I cycled 50 kilometers today. And I worked 7 hours too. Going to the seaside and back is about 25 kilometers, but I had to go again in the evening because I wanted to apoligize to the man, and because there was insurance stuff to sort out.. I figured I'd better buy him some apology present, but of course the store I wanted to go to was closed, and a bird shat on my head. Just great. I managed to say the word 'fuck' about 173 times today.
But there's good thing too. Actually there aren't, but this whole situation has shown me how accustomed I've come to my situation here, and how normal my so-called 'abnormal' lifestyle has become. When something truly abnormal happens it's quite different from looking for and expecting abnormal things to happen, or trying to make them happen yourself. In this case the shock made me realise how much I am looking for my friends to keep me company here. It's been a while since I've done stuff by myself, and I've grown used again to having people around, even if I don't seem to appreciate it sometimes.
It also made me realize that this was by far not the worst day of my life. It puts things back into perspective. Sure, I can have a crappy day or two, but it's been a lot worse before. Things turned out all right this time, and I learned something for next time.
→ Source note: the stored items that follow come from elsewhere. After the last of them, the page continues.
PR #944, opened 2024-10-31
PSR-1558 PSR-1563

kberec:


app/services/PsrSubmissionService.scala
```diff
@@ -120,6 +116,31 @@ class PsrSubmissionService @Inject()(
       )
   }
 
+  private def callSubmission(
+    srn: Srn,
+    submissionRequest: PsrSubmission,
+    isSubmitted: Boolean
+  )(implicit hc: HeaderCarrier, ec: ExecutionContext, request: DataRequest[_]): Future[Either[String, Unit]] =
+    if (isPrePopulation(implicitly) && !isSubmitted) {
```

And I had a good exercise too T_T. Finally, and perhaps the most interesting, it has taught me something interesting about my boss, a realization that suddenly made me understand him a lot better.
Interestingly enough, when I came home, I found that my iPod had been playing songs for the whole day because I forgot to turn it off in the morning when the accident happened. The battery's half full now, not bad for about 12 hours of playing music.
Wendy told me this: 乐极生悲, which might roughly translate as "Remember when joy reaches its top, it is sorrow’s start". True words, from my experience. After going up something must come down. But I don't think I've reached my highest peak yet.